Update 7/2/18, 1 PM:  

Chicago's wheel-lock-only bike vendors provided the following statements in response to the news:

Marco McCottry, Ofo's head of Operations for North America: “A lock-to requirement is the wrong approach and will only cause a variety of unintended consequences. We remain engaged with the city to increase this unfairly low cap and build a program that best serves riders."

Jessie Lucci, LimeBike's general manager for Chicago: "We’re grateful that CDOT heeded the calls of Lime riders who find [wheel-lock-only] the most convenient form of bike-sharing, but this does nothing to address equity for the Far South Side where we only have 50 bikes to serve 700,000 residents over 50 square miles. At the same time, expanding lock-to will only cause more frustration among private bike users in this pilot area due to complaints that precious bike rack space is being taken up by lock-to bikes. Given that the Far South Side only has as many bike racks as Lakeview alone on the North Side, it begs the question as to why the city is expanding lock-to, but not [wheel-lock-only] in the pilot. Why not expand all options for the south side?"

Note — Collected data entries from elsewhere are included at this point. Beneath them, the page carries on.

PR #17393, opened 2025-07-14
fix(docs): prevent infinite refresh loop in rustdoc search and handle…

yash-atreya:
… missing scripts gracefully

Previously, when the rustdoc search scripts failed to load, the sendSearchForm() function would try to submit a non-existent form, causing continuous page refreshes.

This fix:
- Adds a failsafe counter to prevent more than 2 reload attempts
- Shows "No Results" instead of trying to submit a form when scripts fail
- Dynamically detects the search script filename from HTML files
- Fixes path resolution issues that were causing script loading failures

The search now works correctly both via query parameters (/docs?search=term) and through the search interface, with graceful degradation when scripts cannot be loaded.

### DIFF
--- a/docs/vocs/scripts/inject-cargo-docs.ts
+++ b/docs/vocs/scripts/inject-cargo-docs.ts
@@ -86,6 +86,22 @@ async function injectCargoDocs() {
     await fs.writeFile(file, content, 'utf-8');
   }
 
+  // Find the actual search JS filename from the HTML files
+  let actualSearchJsFile = '';
+  for (const htmlFile of htmlFiles) {
+    const htmlContent = await fs.readFile(htmlFile, 'utf-8');
+    const searchMatch = htmlContent.match(/data-search-js="[^"]*\/([^"]+)"/);
+    if (searchMatch && searchMatch[1]) {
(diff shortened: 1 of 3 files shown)


docs/vocs/scripts/inject-cargo-docs.ts
```diff
@@ -102,9 +141,28 @@ async function injectCargoDocs() {
...
+      content = content.replace(
+        /window\.searchState=\{/g,
+        'window.searchFailureCount=(window.searchFailureCount||0);window.searchState={'
+      );
+      
       content = content.replace(
         /function sendSearchForm\(\)\{document\.getElementsByClassName\("search-form"\)\[0\]\.submit\(\)\}/g,
-        'function sendSearchForm(){/* Fixed: No form submission needed - search loads via script */}'
+        `function sendSearchForm(){
+          /* Fixed: Prevent infinite reload loop */
```
mattsse, line 153: why do we need to do this?

yash-atreya: We don't - closing. 

Testing here first https://github.com/yash-atreya/reth/pull/5

PR #17396, opened 2025-07-14
fix(txpool): Propagate promoted transactions on account updates

keanji-x:
## What's Changed?
This PR fixes an issue where transactions promoted to the pending pool via the update_accounts method were not being broadcast to the network.
The update_accounts function is called to synchronize account states, for instance, when the pool's state has drifted. This can cause parked or queued transactions (e.g., those with a future nonce) to be promoted to the pending pool. However, unlike transactions promoted during a canonical state change (on_canonical_state_change), these promoted transactions were not being announced to the pending_transaction_listener.
This change adds logic to update_accounts to iterate over the promoted transactions and notify the pending_transaction_listener, which is responsible for network propagation. This ensures that these newly pending transactions are correctly broadcast to peers, preventing them from getting "stuck" in the local mempool.
The new notification logic is consistent with existing propagation mechanisms, correctly filtering for transactions that are allowed to be propagated (respecting the propagate flag) to prevent the broadcast of private transactions.

## Why is this change necessary?
Without this fix, transactions promoted due to asynchronous account state updates (not tied to a new block) would become pending locally but would fail to be shared with the rest of the network. This could significantly delay their eventual inclusion in a block. This patch ensures reliable transaction propagation in all scenarios where a transaction enters the pending state.


mattsse (approved):
very nice find, ty!

PR #17403, opened 2025-07-14
fix: optimize iterator chain by removing unnecessary Vec creation

aso20455:
Replace inefficient pattern of collecting an iterator into a Vec just to convert it back to an iterator for reverse traversal. This change directly calls .rev() on the iterator, avoiding temporary memory allocation and improving performance.


Rjected:
I don't think we can optimize like this, because the `BlockState` can only create an iterator by iterating through its parents, which are stored as an `Arc`ed field. So this iterator can only be turned into a double-ended iterator by collecting first.

PR #17405, opened 2025-07-14
feat(trie): add ParallelSparseTrieMetrics

Rjected:
This adds metrics to the parallel sparse trie, right now the metrics struct just contains a histogram noting the number of subtries updated when we call `update_subtries`


crates/trie/sparse-parallel/src/trie.rs
```diff
@@ -587,6 +592,9 @@ impl SparseTrieInterface for ParallelSparseTrie {
         let mut prefix_set = core::mem::take(&mut self.prefix_set).freeze();
         let (subtries, unchanged_prefix_set) = self.take_changed_lower_subtries(&mut prefix_set);
 
+        // update metrics
+        self.update_hash_metrics(subtries.len());
```
shekhirin: can we instead feature flag the call and the method, so that we don't have arguments prefixed with `_`?

Rjected: sure, that makes sense

mediocregopher:
Another that just came to mind: would be nice to know how often we're hitting the cases in `update_leaf` and `remove_leaf` where we have to reveal a blinded node... I have a theory the answer for `remove_leaf` is "never", but it'd be nice to have some certainty on that.

Rjected:
> Another that just came to mind: would be nice to know how often we're hitting the cases in update_leaf and remove_leaf where we have to reveal a blinded node... I have a theory the answer for remove_leaf is "never", but it'd be nice to have some certainty on that.

I think I'll add some metrics on how many nodes we're fetching to the proof task manager for now, it's not splitting by update_leaf / remove_leaf, but it's easier to implement properly

crates/trie/sparse-parallel/src/metrics.rs
```diff
@@ -0,0 +1,23 @@
...
+pub(crate) struct ParallelSparseTrieMetrics {
+    /// A histogram for the number of subtries updated when calculating hashes.
+    pub(crate) subtries_updated: Histogram,
+    /// A histogram for the time it took to update lower subtrie hashes.
+    pub(crate) subtrie_hash_update_latency: Histogram,
+    /// A histogram for the time it took to update the upper subtrie hashes.
+    pub(crate) subtrie_upper_hash_latency: Histogram,
+}
+
+impl PartialEq for ParallelSparseTrieMetrics {
```
mattsse, line 16: ah this is because we derive this for ParallelSparseTrie, do we even this this derive there?
since this is pub crate this is fine tho

mattsse (approved):
lgtm!

crates/trie/sparse-parallel/src/metrics.rs
Rjected: > do we even this this derive there?

its mainly for tests
https://github.com/paradigmxyz/reth/blob/3772535220784420370fff9c13f85d17d15eb786/crates/trie/sparse-parallel/src/trie.rs#L4623

Issue #17293, opened 2025-07-08
Do not calculate the transactions root in `insert_block_inner`


shekhirin:
### Describe the feature

Profile: https://share.firefox.dev/4lLWTJq

<img width="1271" height="773" alt="Image" src="https://github.com/user-attachments/assets/a91b91cb-d914-4f80-a1ac-cbd4f9c2db42" />

We don't need to calculate it again in `insert_block_inner`, because it's already calculated in `try_into_block_with_sidecar`.

mattsse:
completed with payload refactor

PR #17406, opened 2025-07-14
chore(consensus): refactor fork and ommers check into standalone fn

Rjected:
ref https://github.com/paradigmxyz/reth/issues/17293

If want to avoid calculating the transactions root twice, we at least need a fn that contains all checks in `validate_block_pre_execution`, without the transactions root check.

Right now this is called `validate_block_fork_fields`, but would like opinions on a rename because that name is vague

### DIFF
--- a/crates/consensus/common/src/validation.rs
+++ b/crates/consensus/common/src/validation.rs
@@ -140,6 +140,31 @@ where
     B: Block,
     ChainSpec: EthereumHardforks,
 {
+    post_merge_hardfork_fields(block, chain_spec)?;
+
+    // Check transaction root
+    if let Err(error) = block.ensure_transaction_root_valid() {
+        return Err(ConsensusError::BodyTransactionRootDiff(error.into()))
+    }
+
+    Ok(())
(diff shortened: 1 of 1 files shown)


crates/consensus/common/src/validation.rs
```diff
@@ -136,6 +136,32 @@ pub fn validate_block_pre_execution<B, ChainSpec>(
...
+
+    // Check transaction root
+    if let Err(error) = block.ensure_transaction_root_valid() {
+        return Err(ConsensusError::BodyTransactionRootDiff(error.into()))
+    }
+
+    Ok(())
+}
+
+// TODO: rename this fn
```
mattsse: maybe post_merge_hardfork_fields?

mattsse (approved):

shekhirin (approved):

crates/consensus/common/src/validation.rs
Rjected: ah yeah that name is better

PR #17407, opened 2025-07-15
refactor(consensus): add Consensus methods for fork fields and tx root

Rjected:
ref https://github.com/paradigmxyz/reth/pull/17406 and https://github.com/paradigmxyz/reth/issues/17293

This would allow us to omit the transactions root check in the engine, since we do that on payload conversion.

Need naming advice for the pre-execution validation method that does not have tx root checks.

### DIFF
--- a/crates/ethereum/consensus/src/lib.rs
+++ b/crates/ethereum/consensus/src/lib.rs
@@ -21,6 +21,7 @@ use reth_consensus_common::validation::{
     validate_against_parent_eip1559_base_fee, validate_against_parent_hash_number,
     validate_against_parent_timestamp, validate_block_pre_execution, validate_body_against_header,
     validate_header_base_fee, validate_header_extra_data, validate_header_gas,
+    validate_post_merge_fork_fields,
 };
 use reth_execution_types::BlockExecutionResult;
 use reth_primitives_traits::{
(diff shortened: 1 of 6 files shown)


crates/ethereum/consensus/src/lib.rs
```diff
@@ -128,6 +129,19 @@ where
     fn validate_block_pre_execution(&self, block: &SealedBlock<B>) -> Result<(), Self::Error> {
         validate_block_pre_execution(block, &self.chain_spec)
     }
+
+    fn validate_transactions(&self, block: &SealedBlock<B>) -> Result<(), Self::Error> {
+        // Check transaction root
+        if let Err(error) = block.ensure_transaction_root_valid() {
+            return Err(ConsensusError::BodyTransactionRootDiff(error.into()))
+        }
```
mattsse, line 137: should we make this the default impl?

mattsse (approved):
this makes sense, one suggestion re txroot default

pending @klkvr

klkvr (commented):
isn't the current plan for perf improvements to refactor engine so that we start executing transactions right away without blocking on any validations? meaning that it's fine to keep the logic as is as long as it's done in parallel

`Consensus` traits are already a bit confusing so if we don't have a strong need in such changes I'd prefer holding off

Rjected:
closing this, assuming we will do this in the payload validator

PR #17409, opened 2025-07-15
feat: add generic database support for Receipt<T>

rezzmah:
Enable Receipt<T> to work with custom transaction types by updating the database compression macro to handle the generic type parameter.

This fixes the extensibility gap from PR #17237 where downstream projects couldn't use Receipt<CustomTxType> due to the macro only supporting concrete Receipt types.

**Change**: Updated impl_compression_for_compact\! macro to use `Receipt<T>` instead of Receipt, enabling automatic database support for any transaction type that implements the required traits.


mattsse (approved):
that should do it

PR #17410, opened 2025-07-15
fix(`docs`): rustdoc search functionality 

yash-atreya:
- Locate the relevant search-*.js file which powers the search functionality


docs/vocs/scripts/inject-cargo-docs.ts
```diff
@@ -120,9 +135,10 @@ async function injectCargoDocs() {
       );
       
       // Fix the search-js variable to return just the filename
+      // Use the detected search filename
       content = content.replace(
         /getVar\("search-js"\)/g,
-        `"search-f7877310.js"`
+        `"${actualSearchJsFile}"`
```
yash-atreya, line 142: The `search-js` file was hardcoded previously which would not work across new builds. 

We're now trying to fetch the `search-*` file on `bun run build`. The build / ci job will fail if we're not able to locate it.

mattsse (approved):
ty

Of course, one obvious reason why Chicago is expanding lock-to, but not wheel-lock-only, is concerns about sidewalk clutter, vandalism, and theft. Yesterday the Washington Post reported that in Washington, D.C., where the city has allowed DoBi compies, including Ofo and LimeBike, to deploy up to 400 cycles each, a city official recently said some companies have lost up to 50 percent of their fleets to vandalism and theft.